------ SOURCE RECORDS
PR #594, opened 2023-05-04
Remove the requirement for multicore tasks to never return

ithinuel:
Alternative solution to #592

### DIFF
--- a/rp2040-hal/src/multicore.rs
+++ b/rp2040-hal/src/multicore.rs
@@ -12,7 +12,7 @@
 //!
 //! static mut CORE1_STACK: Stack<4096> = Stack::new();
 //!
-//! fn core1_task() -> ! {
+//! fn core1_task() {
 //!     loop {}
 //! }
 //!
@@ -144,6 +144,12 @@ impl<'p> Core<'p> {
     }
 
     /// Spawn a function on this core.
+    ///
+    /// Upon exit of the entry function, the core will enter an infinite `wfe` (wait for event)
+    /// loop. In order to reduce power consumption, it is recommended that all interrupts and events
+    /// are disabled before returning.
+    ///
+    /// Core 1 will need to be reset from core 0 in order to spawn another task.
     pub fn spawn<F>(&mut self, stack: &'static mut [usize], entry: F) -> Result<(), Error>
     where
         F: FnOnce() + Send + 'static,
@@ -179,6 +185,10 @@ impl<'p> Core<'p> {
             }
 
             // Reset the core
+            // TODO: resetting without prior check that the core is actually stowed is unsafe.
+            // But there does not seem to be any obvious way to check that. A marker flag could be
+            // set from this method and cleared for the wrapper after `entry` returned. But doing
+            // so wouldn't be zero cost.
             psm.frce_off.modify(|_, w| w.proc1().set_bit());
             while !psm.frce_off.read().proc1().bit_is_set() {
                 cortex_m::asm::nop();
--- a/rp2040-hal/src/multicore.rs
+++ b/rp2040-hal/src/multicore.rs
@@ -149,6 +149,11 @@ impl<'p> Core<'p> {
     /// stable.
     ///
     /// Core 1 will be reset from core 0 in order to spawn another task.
------------
------ SOURCE RECORDS
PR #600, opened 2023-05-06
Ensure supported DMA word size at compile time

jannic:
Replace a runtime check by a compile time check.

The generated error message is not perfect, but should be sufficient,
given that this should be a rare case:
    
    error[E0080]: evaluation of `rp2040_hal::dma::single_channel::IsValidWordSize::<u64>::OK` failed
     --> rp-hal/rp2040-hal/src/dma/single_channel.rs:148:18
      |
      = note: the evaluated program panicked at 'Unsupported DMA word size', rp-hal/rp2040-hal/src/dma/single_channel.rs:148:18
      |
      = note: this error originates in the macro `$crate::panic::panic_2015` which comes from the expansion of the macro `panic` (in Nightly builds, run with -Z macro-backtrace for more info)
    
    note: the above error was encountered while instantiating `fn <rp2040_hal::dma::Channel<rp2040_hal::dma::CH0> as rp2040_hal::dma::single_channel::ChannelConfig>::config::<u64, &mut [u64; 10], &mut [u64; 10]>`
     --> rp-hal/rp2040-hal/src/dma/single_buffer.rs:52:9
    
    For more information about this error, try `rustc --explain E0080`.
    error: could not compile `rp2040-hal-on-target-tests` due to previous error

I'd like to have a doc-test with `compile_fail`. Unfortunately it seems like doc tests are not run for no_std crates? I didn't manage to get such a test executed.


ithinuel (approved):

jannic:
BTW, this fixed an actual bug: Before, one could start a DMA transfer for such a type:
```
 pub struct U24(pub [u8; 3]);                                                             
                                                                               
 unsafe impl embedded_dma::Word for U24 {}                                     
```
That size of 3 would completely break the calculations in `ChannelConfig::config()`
------------
------ SOURCE RECORDS
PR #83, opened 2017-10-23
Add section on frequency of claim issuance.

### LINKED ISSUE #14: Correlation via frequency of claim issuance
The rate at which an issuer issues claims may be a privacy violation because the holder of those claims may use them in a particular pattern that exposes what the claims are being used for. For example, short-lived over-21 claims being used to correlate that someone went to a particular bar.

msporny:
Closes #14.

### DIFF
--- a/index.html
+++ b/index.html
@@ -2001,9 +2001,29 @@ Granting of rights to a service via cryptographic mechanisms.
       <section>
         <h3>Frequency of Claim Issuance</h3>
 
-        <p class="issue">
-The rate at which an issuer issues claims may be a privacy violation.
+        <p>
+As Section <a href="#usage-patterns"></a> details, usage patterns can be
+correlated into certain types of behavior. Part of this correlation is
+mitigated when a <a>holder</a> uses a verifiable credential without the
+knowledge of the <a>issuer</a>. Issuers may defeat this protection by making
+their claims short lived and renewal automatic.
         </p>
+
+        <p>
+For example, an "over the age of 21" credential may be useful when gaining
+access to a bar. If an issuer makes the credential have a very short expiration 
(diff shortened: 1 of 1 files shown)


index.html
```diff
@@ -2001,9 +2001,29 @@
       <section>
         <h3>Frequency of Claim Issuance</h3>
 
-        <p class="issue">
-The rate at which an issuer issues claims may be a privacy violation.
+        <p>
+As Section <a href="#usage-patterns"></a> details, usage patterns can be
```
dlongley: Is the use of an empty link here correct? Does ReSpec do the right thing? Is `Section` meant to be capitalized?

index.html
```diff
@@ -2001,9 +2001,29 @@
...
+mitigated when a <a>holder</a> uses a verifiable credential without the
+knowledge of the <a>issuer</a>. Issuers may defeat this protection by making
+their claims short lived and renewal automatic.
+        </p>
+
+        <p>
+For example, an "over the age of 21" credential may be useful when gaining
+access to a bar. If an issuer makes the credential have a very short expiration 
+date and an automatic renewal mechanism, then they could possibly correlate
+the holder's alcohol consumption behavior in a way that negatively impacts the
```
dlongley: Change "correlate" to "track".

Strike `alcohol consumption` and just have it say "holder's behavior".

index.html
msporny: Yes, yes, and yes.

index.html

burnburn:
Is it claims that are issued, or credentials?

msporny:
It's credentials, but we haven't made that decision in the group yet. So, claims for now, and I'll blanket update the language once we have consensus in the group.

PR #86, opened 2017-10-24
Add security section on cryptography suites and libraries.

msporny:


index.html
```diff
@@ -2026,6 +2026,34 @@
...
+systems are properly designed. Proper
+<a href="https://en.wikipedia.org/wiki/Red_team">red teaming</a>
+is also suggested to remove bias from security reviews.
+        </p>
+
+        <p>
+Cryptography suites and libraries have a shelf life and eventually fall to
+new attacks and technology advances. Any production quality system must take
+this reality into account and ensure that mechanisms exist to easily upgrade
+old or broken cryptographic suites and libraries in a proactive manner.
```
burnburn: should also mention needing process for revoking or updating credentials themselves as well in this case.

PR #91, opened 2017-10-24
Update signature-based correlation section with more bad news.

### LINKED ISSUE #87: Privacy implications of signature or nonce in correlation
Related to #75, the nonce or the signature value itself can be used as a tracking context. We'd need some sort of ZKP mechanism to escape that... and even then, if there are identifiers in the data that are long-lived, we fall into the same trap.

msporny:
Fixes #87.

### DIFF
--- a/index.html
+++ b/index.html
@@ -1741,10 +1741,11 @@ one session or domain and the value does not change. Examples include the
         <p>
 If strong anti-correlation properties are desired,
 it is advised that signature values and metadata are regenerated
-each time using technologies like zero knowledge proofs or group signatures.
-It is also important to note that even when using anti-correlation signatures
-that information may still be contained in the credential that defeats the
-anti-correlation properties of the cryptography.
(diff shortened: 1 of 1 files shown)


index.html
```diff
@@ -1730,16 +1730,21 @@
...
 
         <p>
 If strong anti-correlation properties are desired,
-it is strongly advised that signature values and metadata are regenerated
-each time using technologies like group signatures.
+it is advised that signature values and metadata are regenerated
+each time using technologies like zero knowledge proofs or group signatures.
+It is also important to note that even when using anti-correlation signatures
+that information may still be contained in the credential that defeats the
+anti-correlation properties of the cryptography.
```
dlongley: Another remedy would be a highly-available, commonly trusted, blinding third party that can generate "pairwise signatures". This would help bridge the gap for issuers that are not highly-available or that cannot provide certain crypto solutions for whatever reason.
------------
Return a copy of each line in the entries that contains "properties".

 If strong anti-correlation properties are desired,
-anti-correlation properties of the cryptography.
 If strong anti-correlation properties are desired,
+anti-correlation properties of the cryptography.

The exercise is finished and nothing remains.